**REQUIREMENT**
The stretch from the line with "erykoff, line 425: Is" through the line with "PR #272, opened 2024-09-27" in the records below: write it out exactly, and nothing else.
═══ EXERCISE INPUTS
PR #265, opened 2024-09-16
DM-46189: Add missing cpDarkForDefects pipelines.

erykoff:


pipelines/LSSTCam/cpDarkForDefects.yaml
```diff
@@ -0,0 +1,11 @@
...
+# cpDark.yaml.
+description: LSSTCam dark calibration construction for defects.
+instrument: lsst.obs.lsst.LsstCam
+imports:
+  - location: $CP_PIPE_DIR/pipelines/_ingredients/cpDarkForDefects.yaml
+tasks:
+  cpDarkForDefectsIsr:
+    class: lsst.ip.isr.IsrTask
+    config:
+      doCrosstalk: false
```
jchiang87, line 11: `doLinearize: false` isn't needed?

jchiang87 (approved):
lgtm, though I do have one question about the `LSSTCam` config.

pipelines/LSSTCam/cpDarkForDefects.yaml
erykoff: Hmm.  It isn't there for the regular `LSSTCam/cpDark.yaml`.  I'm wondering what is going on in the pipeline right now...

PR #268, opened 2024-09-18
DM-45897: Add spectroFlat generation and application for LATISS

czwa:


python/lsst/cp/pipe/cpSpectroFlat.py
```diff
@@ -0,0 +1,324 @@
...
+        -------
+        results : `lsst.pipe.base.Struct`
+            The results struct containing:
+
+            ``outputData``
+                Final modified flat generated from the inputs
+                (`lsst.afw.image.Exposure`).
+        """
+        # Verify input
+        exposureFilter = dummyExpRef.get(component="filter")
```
══════
═══ EXERCISE INPUTS
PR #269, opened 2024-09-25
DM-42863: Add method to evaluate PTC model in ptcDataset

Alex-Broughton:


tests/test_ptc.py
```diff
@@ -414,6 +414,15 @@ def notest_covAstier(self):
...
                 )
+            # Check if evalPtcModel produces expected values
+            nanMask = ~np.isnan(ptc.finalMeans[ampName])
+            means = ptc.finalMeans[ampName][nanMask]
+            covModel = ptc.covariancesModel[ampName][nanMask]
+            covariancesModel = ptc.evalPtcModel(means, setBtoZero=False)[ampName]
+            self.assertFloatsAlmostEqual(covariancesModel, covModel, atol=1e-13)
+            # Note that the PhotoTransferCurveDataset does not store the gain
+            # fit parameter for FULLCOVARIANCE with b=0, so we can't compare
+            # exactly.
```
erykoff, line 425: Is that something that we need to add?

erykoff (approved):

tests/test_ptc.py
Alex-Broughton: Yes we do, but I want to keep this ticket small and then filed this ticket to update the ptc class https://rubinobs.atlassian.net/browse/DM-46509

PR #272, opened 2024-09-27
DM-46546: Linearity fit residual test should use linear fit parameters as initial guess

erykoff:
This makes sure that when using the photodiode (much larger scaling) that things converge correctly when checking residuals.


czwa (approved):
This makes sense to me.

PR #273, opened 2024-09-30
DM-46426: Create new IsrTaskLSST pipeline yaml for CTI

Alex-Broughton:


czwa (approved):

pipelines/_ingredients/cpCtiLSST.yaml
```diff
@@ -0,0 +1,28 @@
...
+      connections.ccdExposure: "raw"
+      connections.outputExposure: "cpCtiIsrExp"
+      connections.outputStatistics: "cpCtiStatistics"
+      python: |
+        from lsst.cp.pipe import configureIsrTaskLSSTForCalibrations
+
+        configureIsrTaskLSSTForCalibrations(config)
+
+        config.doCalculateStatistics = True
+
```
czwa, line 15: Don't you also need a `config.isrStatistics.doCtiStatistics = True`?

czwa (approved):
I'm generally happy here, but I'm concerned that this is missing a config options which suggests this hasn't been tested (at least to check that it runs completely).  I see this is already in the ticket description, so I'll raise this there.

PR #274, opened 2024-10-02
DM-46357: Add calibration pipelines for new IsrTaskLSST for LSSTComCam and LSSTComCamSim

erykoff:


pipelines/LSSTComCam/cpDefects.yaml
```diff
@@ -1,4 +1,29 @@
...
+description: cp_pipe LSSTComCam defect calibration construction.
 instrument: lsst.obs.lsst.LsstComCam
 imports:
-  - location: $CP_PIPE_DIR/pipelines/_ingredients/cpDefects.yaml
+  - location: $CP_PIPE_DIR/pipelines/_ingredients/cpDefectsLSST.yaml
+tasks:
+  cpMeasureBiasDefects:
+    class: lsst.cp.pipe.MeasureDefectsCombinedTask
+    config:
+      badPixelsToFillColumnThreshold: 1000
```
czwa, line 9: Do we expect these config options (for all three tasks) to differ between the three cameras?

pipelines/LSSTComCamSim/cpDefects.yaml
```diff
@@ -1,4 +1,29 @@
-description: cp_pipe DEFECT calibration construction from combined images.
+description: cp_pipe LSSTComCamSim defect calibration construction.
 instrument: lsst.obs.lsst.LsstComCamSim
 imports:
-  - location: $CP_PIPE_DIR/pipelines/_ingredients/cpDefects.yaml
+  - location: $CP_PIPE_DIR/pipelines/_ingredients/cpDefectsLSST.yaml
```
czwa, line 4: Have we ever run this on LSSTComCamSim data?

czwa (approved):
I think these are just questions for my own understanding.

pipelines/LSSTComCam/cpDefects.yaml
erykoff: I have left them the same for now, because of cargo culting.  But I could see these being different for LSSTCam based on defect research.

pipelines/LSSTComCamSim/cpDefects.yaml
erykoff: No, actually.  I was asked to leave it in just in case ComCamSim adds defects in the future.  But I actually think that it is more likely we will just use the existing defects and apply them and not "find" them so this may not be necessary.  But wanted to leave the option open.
══════
**TASK SOLUTION**
erykoff, line 425: Is that something that we need to add?

erykoff (approved):

tests/test_ptc.py
Alex-Broughton: Yes we do, but I want to keep this ticket small and then filed this ticket to update the ptc class https://rubinobs.atlassian.net/browse/DM-46509

PR #272, opened 2024-09-27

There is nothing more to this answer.